Image Courtesy of Christine Beck, chrissybeckphotography.com, Chesapeake, VA

This article is a general look at the skills, fundamentals, and techniques required to become great at baseball catching.  I have worked with Xan Barksdale who operates baseball catching 101.com, and he has a great deal of info on that site at www.catching-101.com, which he has given me permission to use.  There he has some great videos, drills, information and articles, and I highly encourage anyone reading this to check out his web site.  You will most certainly improve as a catcher and field general, which is what today’s coaches are looking for!
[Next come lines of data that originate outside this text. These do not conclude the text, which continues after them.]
PR #1217, opened 2024-10-21
Address Crashes in 7.9.8 Beta Build

jigar-f:


android/app/src/main/kotlin/org/getlantern/lantern/service/LanternService.kt
```diff
@@ -42,12 +42,7 @@ open class LanternService : Service(), Runnable {
 
     override fun onCreate() {
         super.onCreate()
-        val serviceIcon: Int = if (LanternApp.session.chatEnabled()) {
-                    R.drawable.status_chat
-                } else {
-                    R.drawable.status_plain
-                }
-        helper = ServiceHelper(this, serviceIcon, R.string.ready_to_connect)
+        helper = ServiceHelper(this, null, R.string.ready_to_connect)
```
jigar-f, line 45: I already have fixed this issue on my previous PR, If null it will assign a value to serviceHelper class.

android/app/src/main/kotlin/io/lantern/model/SessionModel.kt
```diff
@@ -381,20 +393,26 @@ class SessionModel internal constructor(
...
                 val apps = buildJsonArray {
                     appsList.forEach { app ->
                         add(
                             buildJsonObject {
-                                val byte = ByteString.copyFrom(app.icon)
+                                val byte = app.icon!!
                                 put("packageName", app.packageName)
                                 put("name", app.name)
-                                put("icon", byte.toByteArray().toUByteArray().joinToString(", "))
+                                putJsonArray("icon") {
```
jigar-f, line 406: This will fix `OutOfMemeory` exception

lib/core/app/app_webview.dart
```diff
@@ -75,17 +75,25 @@ class AppBrowser extends InAppBrowser {
...
-          settings: ProxySettings(
-        proxyRules: [ProxyRule(url: "http://$proxyAddr")],
-        bypassRules: [],
-      ));
+    try {
+      var proxyAvailable = await WebViewFeature.isFeatureSupported(
+          WebViewFeature.PROXY_OVERRIDE);
+      if (proxyAvailable) {
+        ProxyController proxyController = ProxyController.instance();
+        final proxyAddr = await sessionModel.proxyAddr();
```
jigar-f, line 83: Is the proxy is empty do not set it, To avoid crash also added try-catch

myleshorton (approved):

android/app/src/main/kotlin/io/lantern/apps/AppsDataProvider.kt
```diff
@@ -11,7 +16,8 @@ class AppsDataProvider(
     private val applicationFilterPredicate: (ApplicationInfo) -> Boolean = { appInfo ->
         hasInternetPermission(appInfo.packageName) &&
                 isLaunchable(appInfo.packageName) &&
-                !isSelfApplication(appInfo.packageName)
+                !isSelfApplication(appInfo.packageName) &&
+                !isSystemApp(appInfo.packageName)
```
atavism, line 20: It looks like the filtering logic here is incorrectly excluding certain apps from the split tunneling list now. For instance, I'm no longer seeing apps that come pre-installed on devices (like Chrome, Gmail, etc).

android/app/src/main/kotlin/io/lantern/apps/AppsDataProvider.kt
```diff
@@ -41,6 +48,15 @@ class AppsDataProvider(
         return packageName == thisPackageName
     }
 
+    private fun isSystemApp(packageName: String): Boolean {
+        return try {
+            val appInfo = packageManager.getApplicationInfo(packageName, 0)
+            (appInfo.flags and ApplicationInfo.FLAG_SYSTEM) != 0
```
atavism, line 54: One way to resolve the issue is to exclude system apps that can be updated since this indicates they're user-facing

```kotlin
(appInfo.flags and ApplicationInfo.FLAG_SYSTEM) != 0 && (appInfo.flags and ApplicationInfo.FLAG_UPDATED_SYSTEM_APP) != 0)
```

android/app/src/main/kotlin/io/lantern/model/SessionModel.kt
atavism: Cool!

android/app/src/main/kotlin/org/getlantern/lantern/service/LanternService.kt
atavism: Sweet! Thanks for making this change. If you make defaultIcon optional with a default value of null, then you can just write

```kotlin
helper = ServiceHelper(this, R.string.ready_to_connect)
```

atavism:
LGTM in general. Just a couple comments after doing some testing.

android/app/src/main/kotlin/org/getlantern/lantern/service/LanternService.kt
jigar-f: Done

android/app/src/main/kotlin/io/lantern/apps/AppsDataProvider.kt
jigar-f: Thanks for noticing this, I think its best to remove this check, Since all OS have different kinds of system apps, which will complicate things.

jigar-f:
@atavism All the changes are done.

atavism:
LGTM!!

PR #1222, opened 2024-10-28
Another attempt to fix exceptions

jigar-f:
This PR fixes an issue with the OutOfMemoryError exception with a different approach. Now we are writing a file with the apps list and reading it on GO end. That should fix this issue 100%


android/app/src/main/kotlin/org/getlantern/lantern/plausible/PlausibleClient.kt
```diff
@@ -195,17 +195,22 @@ internal class NetworkFirstPlausibleClient(
...
-            Proxy(
-                Proxy.Type.HTTP,
-                InetSocketAddress(
-                    "127.0.0.1",
-                    uri.port,
-                ),
-            )
-        OkHttpClient.Builder().proxy(proxy).build()
+        if (hTTPAddr.isEmpty()) {
+            OkHttpClient()
```
jigar-f, line 199: If we don't have proxyAddr lets not crash and give it an empty client.

android/app/src/main/kotlin/io/lantern/model/SessionModel.kt
```diff
@@ -396,28 +401,53 @@ class SessionModel internal constructor(
...
+                val file = File(activity.cacheDir, "appsData.json")
+
+
+                // Write JSON data directly to the file to reduce memory usage
+                file.outputStream().use { outputStream ->
+                    Json.encodeToStream(buildJsonArray {
+                        appsList.forEach { app ->
+                            add(
+                                buildJsonObject {
+                                    val byte = app.icon ?: ByteArray(0)  // Safeguard for null icons
```
atavism, line 413: I think adding this safeguard is useful. What will the user see when an icon is missing? Blank space? Do we want to display a generic app icon as a placeholder?

android/app/src/main/kotlin/io/lantern/model/SessionModel.kt
```diff
@@ -396,28 +401,53 @@ class SessionModel internal constructor(
...
+                                        byte.toUByteArray().forEach { add(it.toInt()) }  // Store each UByte as an Int
+                                    }
                                 }
-                            }
-                        )
-                    }
+                            )
+                        }
+                    }, outputStream)
                 }
```
atavism, line 423: This looks like a great way to mitigate some of the memory issues! I think we could optimize further by implementing some caching here as well? For instance, you could serve the JSON file from cache if it already exists and add logic to refresh it only if it’s older than 24 hours. Additionally, you could minimize file writes by re-generating the file only if the installed apps differs from the last snapshot? We could always handle this in a subsequent PR but I figured I would mention it!

android/app/src/main/kotlin/io/lantern/model/SessionModel.kt
jigar-f: I don't think that is possible, Most of them have an app Icon, Anyway, I am going to add some placeholder on the Flutter end.

android/app/src/main/kotlin/io/lantern/model/SessionModel.kt
jigar-f: Thanks, Looking into it.

jigar-f: Changes are done.

jigar-f:
@atavism All changes are done, Do take look

jigar-f:
@atavism I think we should merge this and put out a new release.

atavism:
@jigar-f I'm testing the changes now.

atavism:
Working well for me

PR #1225, opened 2024-11-01
Use correct window size on Linux

atavism:


pubspec.yaml
```diff
@@ -100,7 +100,7 @@ dependencies:
   desktop_webview_window: ^0.2.3
 
   # Desktop
-  window_manager: ^0.4.2
+  window_manager: ^0.4.3
```
atavism, line 103: I noticed there's a new version of window_manager available so I'm updating it on this PR as well.

garmr-ulfr (approved):
LGTM! (Code and window size)

PR #1238, opened 2024-11-22
Update retry handler used by Pro Client

atavism:
This PR updates the retry handler for user creation, originally implemented for Android, to work across multiple platforms, including desktop


atavism:
@jigar-f I'm testing this now, but it would be great if you could start taking a look!

jigar-f:
@atavism I'll give it look tomorrow, thanks

desktop/auth.go
```diff
@@ -128,10 +128,6 @@ func logout() *C.char {
 	}
 
 	clearLocalUserData()
-	// Create new user
```
jigar-f, line 131: We need to create a new user when the user logout, Any reason why we are removing it?

jigar-f (commented):
I have created PR #1246 for this fix

desktop/lib.go
```diff
@@ -148,19 +148,23 @@ func setProxyAll(value *C.char) {
 //
 //export hasPlanUpdatedOrBuy
 func hasPlanUpdatedOrBuy() *C.char {
+	ctx := context.Background()
+	proClient := a.ProClient()
+	go proClient.PollUserData(ctx, a.Settings(), 10*time.Minute, proClient)
```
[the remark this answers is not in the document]
atavism: Yeah, I understand the concern about the polling duration, and the backend does handles it quickly, but this is intended to cover the duration of a full checkout flow (and with certain providers there's additional steps, like being redirected to the Alipay app). User checkout flows on average take longer than 2-3 minutes and with the exponential backoff, stopping after such a short amount of time would result in too few retries

desktop/auth.go
atavism: It would be great to move a lot of this logic out of the FFI methods to make them more lightweight and maintainable. Having a leaner FFI interface would also simplify the front-end integration and make it easier to switch between different core proxy libraries.. That said, I mainly overlooked adding these back!

internalsdk/android.go
```diff
@@ -683,7 +712,8 @@ func afterStart(wrappedSession Session, session PanickingSession) {
 
 	if session.GetUserID() == 0 {
 		ctx := context.Background()
-		go retryCreateUser(ctx, wrappedSession)
+		proClient := createProClient(wrappedSession, "android")
+		go proClient.RetryCreateUser(ctx, session, 10*time.Minute)
```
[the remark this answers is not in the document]
atavism: Thanks for catching this.. I didn't get a chance to test Android yet so I'll do that now and take a look at your updates!

desktop/auth.go
```diff
@@ -309,10 +305,5 @@ func deleteAccount(password *C.char) *C.char {
 	clearLocalUserData()
 	// Set user id and token to nil
 	a.Settings().SetUserIDAndToken(0, "")
-	// Create new user
-	// Create new user
-	if _, err := a.CreateUser(ctx); err != nil {
```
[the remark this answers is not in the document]
atavism: Ok I added back the calls to create a new user!

lib/core/service/websocket_subscriber.dart
```diff
@@ -88,12 +88,10 @@ class WebsocketSubscriber {
...
-            if (userLevel != null) {
-              if (userLevel == 'pro' || userStatus == 'active') {
-                sessionModel.proUserNotifier.value = true;
-              } else {
-                sessionModel.proUserNotifier.value = false;
-              }
+            final isLevelPro = userLevel != null && userLevel == 'pro';
+            final isStatusPro = userStatus != null && userStatus == 'active';
+            if (isLevelPro || isStatusPro) {
+              sessionModel.proUserNotifier.value = true;
```
jigar-f, line 94: We also need to make sure to set it to false.

desktop/app/pro.go
```diff
@@ -109,44 +107,44 @@ func (app *App) IsProUserFast(uc common.UserConfig) (isPro bool, statusKnown boo
 // It loops forever in 10 seconds interval until the user is fetched or
 // created, as it's fundamental for the UI to work.
 func (app *App) servePro(channel ws.UIChannel) error {
-	chFetch := make(chan bool)
-	ctx := context.Background()
-	go func() {
```
jigar-f, line 114: @atavism We were creating two users like in android, We don't need this anymore, Since we are creating user in afterStart

atavism: Thanks for removing this!

atavism:
> Just pushed some changes.

Thanks, looks great to me! Merging..

PR #1240, opened 2024-11-25
use go 1.22 again

atavism:


garmr-ulfr (approved):
LGTM. I really thought I would have had to change some things.

PR #1241, opened 2024-11-27
Show data cap after receiving first bandwidth update

atavism:
The data cap should show up right away now for free users (if it's enabled) with these changes


lib/features/vpn/vpn_bandwidth.dart
```diff
@@ -7,9 +7,13 @@ class VPNBandwidth extends StatelessWidget {
   @override
   Widget build(BuildContext context) {
     return sessionModel
-        .bandwidth((BuildContext context, Bandwidth bandwidth, Widget? child) {
-          // User does not have bandwidth cap off
-      if (bandwidth.remaining > 0 ) {
+        .bandwidth((BuildContext context, Bandwidth? bandwidth, Widget? child) {
+      return sessionModel.proUser((context, isProUser, child) {
+        if (bandwidth == null || isProUser) {
```
atavism, line 12: This is the key change. I added an extra check here as well just to make sure we never show the data cap to Pro users

jigar-f:
Thanks, @atavism for making these changes, I'll test changes tomorrow.

jigar-f (approved):
LGTM

atavism:

PR #1245, opened 2024-12-02
Update hit_proxy scipt to work with new config format.

garmr-ulfr:
This PR updates the config filename and wraps the `dump-config` output with the keys flashlight expects. There might be a better way to handle this instead of hard-coding it.


WendelHime (approved):

atavism:
LGTM!

PR #1246, opened 2024-12-03
Fix user create api on android.

jigar-f:
This PR fixes the issue while calling user-create API on Android multiple times, Also sometimes `/plans` get called before the user creates still on going so other API calls fail because due user is not found.


atavism (approved):
LGTM!

PR #1250, opened 2024-12-04
Start config service sooner and don't copy mutex

myleshorton:
The current code was crashing for me when the config service was asked to process a config before it had started. There was also a warning about copying a mutex in a struct arg.


atavism (approved):

myleshorton:
Thanks @atavism!!

PR #1251, opened 2024-12-04
update http.RoundTripper used by Auth client

atavism:


internalsdk/auth/auth.go
```diff
@@ -51,35 +49,39 @@ type AuthClient interface {
...
+	frt := proxied.Fronted("auth_fronted_roundtrip", 10*time.Second)
 	rc := webclient.NewRESTClient(&webclient.Opts{
 		BaseURL: baseURL,
 		OnBeforeRequest: func(client *resty.Client, req *http.Request) error {
 			prepareUserRequest(req, userConfig())
 			return nil
 		},
-		HttpClient: httpClient,
+		HttpClient: &http.Client{
+			Transport: serialTransport{chained, frt},
```
atavism, line 80: This updates the auth client to use an http.Client that first attempts to connect via chained proxies and then falls back to using domain fronting with the custom name above (@jigar-f @hwh33 I'm not sure if we can just use `proxied.ChainedThenFronted()` here?).
Please let me know if this is correct otherwise feel free to change it to the one we should be using

jigar-f: I remember some work needs to be done on auth API access not sure if that was done or not. , Let's wait for @hwh33 on this.

myleshorton: Yeah I would just use `ChainedThenFronted`

myleshorton (approved):

PR #1252, opened 2024-12-05
Stickyconfig geo

garmr-ulfr:
This sets `country` in the generated config so the geolocation can be set. It will also check if running on linux and run the appropriate `make` cmd and not set device to macOS for flutter, so I don't have to manually change it every time I need to run it.


atavism:
@garmr-ulfr I think we still have the same issues building for Android with Go 1.23 https://github.com/getlantern/lantern-client/pull/1240

PR #6033, opened 2015-10-09
FIxing the backgroung leaking in the rear view mirror and moving from Float32 to 24 bits Depth buffer

samcake:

A catcher must have the proper stance. There are three basic stances to learn…a signal stance, a primary stance and a secondary stance.  The Signal Stance is the stance you use to give signs to the pitcher.  Here, your toes and knees are pointed to SS/2B, your mitt is an extension of the knee, your chest is up and signals are given against your cup. The Primary Stance is generally used with no runners on and less than two strikes.  You squat with your feet shoulder width apart, staying comfortable.  Your hips and shoulders stay square to the pitcher and your feet straight across or slightly staggered.  Stay low, relax your receiving arm and point your palm at the pitcher.  Keep your throwing hand protected, and present the pitcher with a good low target.  The Secondary Stance is used with runners on base and/or two strikes on the batter because you need to be ready to block or throw.  Here, stay higher and more athletic, with your weight on the balls of your and not the instep.  Keep your butt is slightly raised, your feet staggered and chest square.  Your throwing hand can be behind the mitt in a fist or behind the body.  Keep a good low target.

Photographs courtesy of and used with the exclusive permission of Christine Beck, chrissybeckphotography, Chesapeake, VA,
and Xan Barksdale, www.catching-101.com

Since the official rules of baseball state that the catcher must have both feet inside or on the line of the catcher’s box at the time of a pitch, where should you stay with relation to the hitter? Simply, as far forward as possible without your mitt interfering with a batter's swing.  A well-known coach once said you should be able to reach out with your glove and almost be able to touch the back of the hitter’s leg.  Being closer allows him to better hit his target, since the throw is shorter, and it also gives the umpire a better read of the strike zone since the ball will be caught closer to where it crossed the plate.  Use your common sense and judgement, though.  If you don’t know where to set up, stay back until you get an idea of the hitter and a better read on his swing.  Catching is all about adjustments, and the quicker you can read and adjust, the more effective you will be!  However, do not give away pitch location by setting up too early after giving your sign.  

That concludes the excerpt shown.